Another related issue that must be addressed at the outset of the investigation is whether the purpose is to conduct an independent, impartial assessment or to gather evidence in support of the defence.

Under the Italian legal system, there is no requirement or expectation that an internal investigation is impartial. Indeed, with respect to defence investigations it is quite the opposite, since Article 327-bis of the Italian Code of Criminal Procedure empowers criminal counsel to conduct investigations aimed at collecting evidence supporting the defence.

As discussed above in relation to the structure of the investigation, the choice will depend on the specific circumstances of the case (eg, whether the company’s primary need is to defend itself and its managers in a criminal proceeding or to carry out a full-fledged assessment of potential misconduct and then determine whether to implement remedial actions, such as strengthening internal controls, taking action against personnel involved or, potentially, reporting to authorities).

Furthermore, having to deal with white-collar crime and conducting related internal investigations raises issues of compliance with data protection legislation. Obviously, conducting internal investigations entails processing of personal data of the individuals involved. Therefore, compliance with data protection rules (such as those concerning the legal basis applicable to the data processing, the information that data subjects must be provided with, data security, retention periods and so on) has to be ensured in this context.

The applicability, starting from 25 May 2018, of EU Regulation 2016/679 (GDPR) increased the relevance of data protection issues, particularly due to (i) the magnitude of the fines applicable in the case of non-compliance, and (ii) the data subjects’ increased awareness of their rights under data protection legislation.

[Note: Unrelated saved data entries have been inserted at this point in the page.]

PR #437, opened 2022-03-05
update shuffle_vector()

salix5:
@mercury233 @edo9300 
https://github.com/Fluorohydride/ygopro-scripts/pull/1820
3fe5cbdd991b13ab554f573a03787a13a24a7423
It should be shuffling `svector[0]` ~ `svector[s-1]`.
Is this correct?

### DIFF
--- a/field.cpp
+++ b/field.cpp
@@ -957,14 +957,14 @@ void field::shuffle(uint8 playerid, uint8 location) {
 		}
 	}
 	if(location == LOCATION_HAND || !(core.duel_options & DUEL_PSEUDO_SHUFFLE)) {
-		uint32 s = (uint32)svector.size();
+		int32 s = (int32)svector.size();
 		if(location == LOCATION_EXTRA)
-			s = s - player[playerid].extra_p_count;
+			s = s - (int32)player[playerid].extra_p_count;
 		if(s > 1) {
 			if (core.duel_options & DUEL_OLD_REPLAY)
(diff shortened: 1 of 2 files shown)


purerosefallen:
I suggest keeping the method same on `_old`, but just adding stub params.
The duels after 1.035.3 have no chance using the old shuffle, while the old things should be kept in old way, for best possible compatibility on old replays.

purerosefallen:
I suggest keeping the method same on _old, but just adding stub params.
The duels after 1.035.3 have no chance using the old shuffle, while the old things should be kept in old way, for best possible compatibility on old replays.

edo9300:
@purerosefallen most the "old" replays would have the proper behaviour in any case, as this change was there for less than the correct implementation. ~~I'll leave this up to you tho, in any csse with the normal yrp format doesn't even really make sense to keep the "old" version at all~~

salix5:
> I suggest keeping the method same on `_old`, but just adding stub params.
I don't understand this one.
Can you explain it explicitly?
Thank you.

salix5:
@mercury233 
Can we merge this pull request?

mercury233:
_too lazy to test them_

salix5:
[shuffle_test1.zip](https://github.com/Fluorohydride/ygopro-core/files/8197776/shuffle_test1.zip)
Turn 3
Extra: 5 face-up, 2 face-down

It is important to point out that Italian legislation that amended the Italian Privacy Code after GDPR came into force confirmed a provision pursuant to which personal data processed in violation of data protection legislation ‘cannot be used’ (unless, if used in court, applicable procedural rules provide otherwise).

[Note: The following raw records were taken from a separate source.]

PR #450, opened 2022-06-12
Update Card.IsRelateToEffect

Yuzurisa:
The effect relation check should work in current chain resolving only, rather than any possible chains.
This solves https://github.com/Fluorohydride/ygopro/issues/2389 , without changing any scripts.

### DIFF
--- a/card.cpp
+++ b/card.cpp
@@ -2073,15 +2073,15 @@ void card::create_relation(effect* peffect) {
 }
 int32 card::is_has_relation(effect* peffect, uint8 any_chain) {
 	if(!any_chain) {
-			for(auto cit = pduel->game_field->core.current_chain.rbegin(); cit != pduel->game_field->core.current_chain.rend(); ++cit) {
+		for(auto cit = pduel->game_field->core.current_chain.rbegin(); cit != pduel->game_field->core.current_chain.rend(); ++cit) {
 			if(peffect == cit->triggering_effect && relate_effect.find(std::make_pair(peffect, cit->chain_id)) != relate_effect.end())
 				return TRUE;
 		}
 	} else {
-			for(auto& it : relate_effect) {
-				if(it.first == peffect)
-					return TRUE;
-			}
+		for(auto& it : relate_effect) {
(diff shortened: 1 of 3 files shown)


mercury233:
it will break this kind of check in condition and target

Yuzurisa:
In fact we have to tell what exactly a relation to an *effect* is.
Relations are defined to establish between a card and a *chain*, rather than an *effect*. Mostly we used `Card.IsRelateToEffect` in effect operations to check if a card is related to a specific effect activated  in any *current* chain, rather than any chains *to be triggered*.  In fact the reason why https://github.com/Fluorohydride/ygopro/issues/2389 occurred was, we in the past got the definition of `Card.IsRelateToEffect` mixed together.

> it will break this kind of check in condition and target

Those checks are actually another meaning of `Card.IsRelateToEffect` that we don't often use, which is to check whether a relation exists between a specific effect and any chains either resolving or to be triggered. In such cases, we may either add another param to `Card.IsRelateToEffect`, or create another function like `Card.IsRelateToAnyEffect`, to separate the definitions of those two different use.

Yuzurisa:
What's more, I have checked every use of `Card.IsRelateToEffect` in `ygopro-scripts` inside condition or targets, while all of them are in EVENT_CHAINING, EVENT_CHAIN_SOLVING, or EVENT_CHAIN_SOLVED checks, in which relations are formed already. So it wouldn't break when checking conditions or targets.
I also tested cards such as *Confronting the "C"*, in which `Card.IsRelateToEffect` is used in continuous checks. They also worked well, without using the 3rd param.

edo9300:
The issue here lies in the fact that the Effect object (which is unique and shared, like a Singleton) is being used all over the place to store individual properties tied to other factors, from the card relation which should be tied to the chain instead, the labels that could easily overlap if the same effect is used multiple times in the same chain, and other things

Yuzurisa:
@edo9300 in such cases checking relations to chain, use `Card.IsRelatedToChain` instead.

On a different level, the commission of a crime could directly affect personal data, when it causes ‘a breach of security leading to the accidental or unlawful destruction, loss, alteration, unauthorised disclosure of, or access to, personal data […]’ (ie, a data breach pursuant to Article 4(12) of the GDPR). This may be particularly common when cyber crimes are at issue. In this respect, data protection requirements impose to put in place adequate security measures based on the standards set out in the GDPR. To this end, pursuant to Article 32 of the GDPR, the technical means and the overall organisation of data processing must ensure an appropriate level of security for personal data, which must be assessed based on the risks of potential breaches. Therefore, the risks to confidentiality, integrity and availability of personal data have to be considered in advance, in order to design and implement adequate safeguards, which must apply throughout the whole data processing chain. In particular, third-party vendors must be selected carefully after conducting a review, and audits where necessary, of the adequacy of their security arrangements.

EU regulators and, in certain cases, the affected individuals, must be promptly notified of data breaches that qualify as relevant under the GDPR (Articles 33 and 34). However, with respect to data breaches originating from the commission of a crime, this notification should ‘take into account the legitimate interests of law enforcement authorities where early disclosure could unnecessarily hamper the investigation of the circumstances of a personal data breach’ (Recital 88 of the GDPR). As the Article 29 Working Party noted, this may mean that, in certain circumstances, and on the advice of law enforcement authorities, communication of a data breach (particularly to the affected individuals) may be delayed until such time as it would not prejudice such investigations.